How to Share Users and Logins Between Multiple WordPress Sites

Having visitors create separate accounts on all your WordPress sites results in a disjointed experience that hurts conversion rates.

An InsightAsset survey found that 39% of consumers get frustrated by repetitive online form filling during purchases.

Implementing single sign-on by sharing user accounts across your properties solves this.

Why Shared Accounts are Critical for User Experience

When visitors register once and unlock all your sites, it demonstrates that you value them. The benefits of account sharing include:

  • 26% higher conversion rates. Removing registration friction makes people more likely to sign-up and purchase.
  • 360-degree view of customers. Aggregated behavioral data leads to better segmentation.
  • Improved security. Central ID management means fewer vulnerabilities.
  • 62% less repetitive administrative tasks. Staff only manage users in one place.

Below are some examples of sites that benefit from shared users:

Website TypeUse Case
Blog networkMembers access all sites after joining one newsletter
Ecommerce + affiliate sitesCustomers get loyalty rewards cross-site
Company intranetEmployees use single credential for all internal properties

Without unified login, you lose out on these advantages.

Automatically Share WordPress User Accounts

Manually creating matched accounts on multiple WordPress installs doesn‘t scale.

The most reliable method is to implement this programmatically with a workflow automation tool like Uncanny Automator.

Here is an overview of how Automator shares user details across sites:

![sharing wordpress users](https://i.ibb.co/Ws3N HYR/automate-user-sharing.png)

Now let‘s walk through how to configure this automated setup.

Install and Configure Uncanny Automator

First, you‘ll need an Uncanny Automator Pro license which start at $99 per year. Each license can support unlimited site connections.

Once purchased, install Automator Pro on your main site, referred to as the source:

automator pro installation

Upon activation, enter your license key at Automator → Settings:

automator license key

With the premium features unlocked, we can move on to creating recipes.

Set Up the Main "Source" Website Recipe

Under Automator → Add New, build a Logged-in User recipe. You may assign any title for your reference.

For the trigger event, choose WordPress → A user is created:

trigger user created

This captures the moment a new user registers to kickoff the automated workflow.

Next, define the action that shares data via a webhook using Webhooks → Send data to a webhook:

Send data webhook

Configure the user details to transfer. Typically, these data points need matching:

  • Email address
  • First name
  • Last name
  • Username

Select each using the dynamic tokens under Body:

body tokens

Leave Webhook URL blank for now. Click Save Draft to test before going live.

Install Uncanny Automator on Secondary Sites

Log into your other WordPress site(s) needing synchronized users. Install and activate Uncanny Automator Pro here following the same initial process.

However, this time create Everyone recipes since visitor credentials can trigger them.

As the trigger event, choose Webhooks → Receive data from a webhook:

receive webhook trigger

Next, precisely match the Keys from the source site under Fields to map transferred data:

Match webhook fields

For the action, have Automator automatically create matched users with WordPress → Create a user:

Create user action

Set If user exists to Log in as existing user to avoid duplicate accounts if credentials already match an existing profile.

Click Save Draft and test thoroughly before going live.

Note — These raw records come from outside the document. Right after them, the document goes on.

PR #6601, opened 2017-08-10
Program unused lock bits to 1

Osambezy:
When burning the bootloader, write access to the Boot Loader section is first unlocked and then locked again by setting the respective Lock bits in the Lock Bit Byte. Bits 7 and 6 are unused according to the datasheets of ATmega168, ATmega328P, ATmega32U4 and ATmega2560. They should therefore always be programmed to 1.

Currently they are programmed to 0. It still works, but could lead to undesired behavior. Avrdude issues a warning, that will turn into an error in the future.

This patch fixes all Lock bytes such that the unused bits will be programmed to 1.

### DIFF
--- a/hardware/arduino/avr/boards.txt
+++ b/hardware/arduino/avr/boards.txt
@@ -31,8 +31,8 @@ yun.bootloader.high_fuses=0xd8
 yun.bootloader.extended_fuses=0xfb
 yun.bootloader.file=caterina/Caterina-Yun.hex
 yun.bootloader.noblink=caterina/Caterina-Yun-noblink.hex
-yun.bootloader.unlock_bits=0x3F
-yun.bootloader.lock_bits=0x2F
+yun.bootloader.unlock_bits=0xFF
+yun.bootloader.lock_bits=0xEF
 
 yun.build.mcu=atmega32u4
 yun.build.f_cpu=16000000L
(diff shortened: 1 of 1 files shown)


matthijskooijman:
IIRC there is a related issue. One reason for not setting them to 1 originally is that, on some commonly used programmers, avrdude reads these bits back as 0, so setting them to 1 makes verification fail. This was fixed in the Arduino version of avrdude by excluding the unused bits from the verification comparison. From a quick look at the patch, it seems this only applies to fuse bits, lock bits might have been left out.

In any case, the patch was discussed here: https://github.com/arduino/avrdude-build-script/issues/2 and originally here: https://github.com/arduino/Arduino/pull/5202
Setting the unused fuse bits to 1 happened here: https://github.com/arduino/Arduino/pull/5182

matthijskooijman:
Note that on some programmers (such as FTDI bitbang), avrdude will actually *start* showing the warning with this change. This is something to be fixed upstream in avrdude, see https://savannah.nongnu.org/patch/?8996

Osambezy:
Yes, fixing this in avrdude seems to be the way to go, thanks for the info! If the datasheet says that unused bits are 1, then it should be kept like that all the way through the toolchain.

matthijskooijman:
I came across this PR again, and I think the changes in it should maybe be applied? Looking at the current avrude patch (https://github.com/arduino/avrdude-build-script/blob/master/avrdude-6.3-patches/80-Avoid-failing-fuse-check-if-different-bits-are-reserved.patch) it does seem to apply to the lock bits as well, so I'm not sure why @descampsa only made this change for fuse bits and not lock bits in https://github.com/arduino/Arduino/pull/5182

As for introducing new avrdude warnings, those should be fixed upstream, but in the meanwhile updating the avrdude patch to the one I submitted upstream (see https://github.com/arduino/avrdude-build-script/issues/2#issuecomment-323438775) would at least make the warning shown for programmers returning 0 more appropriate.

If this is done, this PR should be resubmitted to https://github.com/arduino/ArduinoCore-avr, since that's where this boards.txt file lives now. Probably needs to be retested on a bunch of different programmers too...

@facchinm, what would you think?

Repeat installation on any other sites needing shared users.

Connect WordPress Sites via Webhooks

The final step is connecting your WordPress properties by adding the webhook URLs within Automator recipes.

First, within a secondary site‘s recipe copy the Webhook URL under Trigger:

Secondary site webhook URL

Go back to the main source website recipe, paste this URL into the Send data to a webhook action:

Main site webhook URL

To sync additional sites, grab their Automator webhook URLs and add to the main site‘s recipe.

With the connections established, toggle all live recipes from Draft to Live mode within Automator.

This automatically shares newly registered users moving forward!

Additional Considerations

While the above covers the technical process, here are some other factors to keep in mind:

Email Reliability

Some hosts block WordPress from sending emails reliably. Use a third-party provider like Sendlayer or Mailgun to ensure account creation messages reach users.

Legal Compliance

Remember to include a privacy policy covering how data is shared between sites. Also document that users must only possess one account.

Extending Workflows

Use other Automator triggers to create tailored workflows per business needs, like assigning tags or categories based on user traits.

Role Management

For advanced permission control, selectively share user roles instead of every new visitor account site-wide.

We hope this guide covered everything you need to know about sharing WordPress user accounts! Let me know if any questions come up during your implementation process.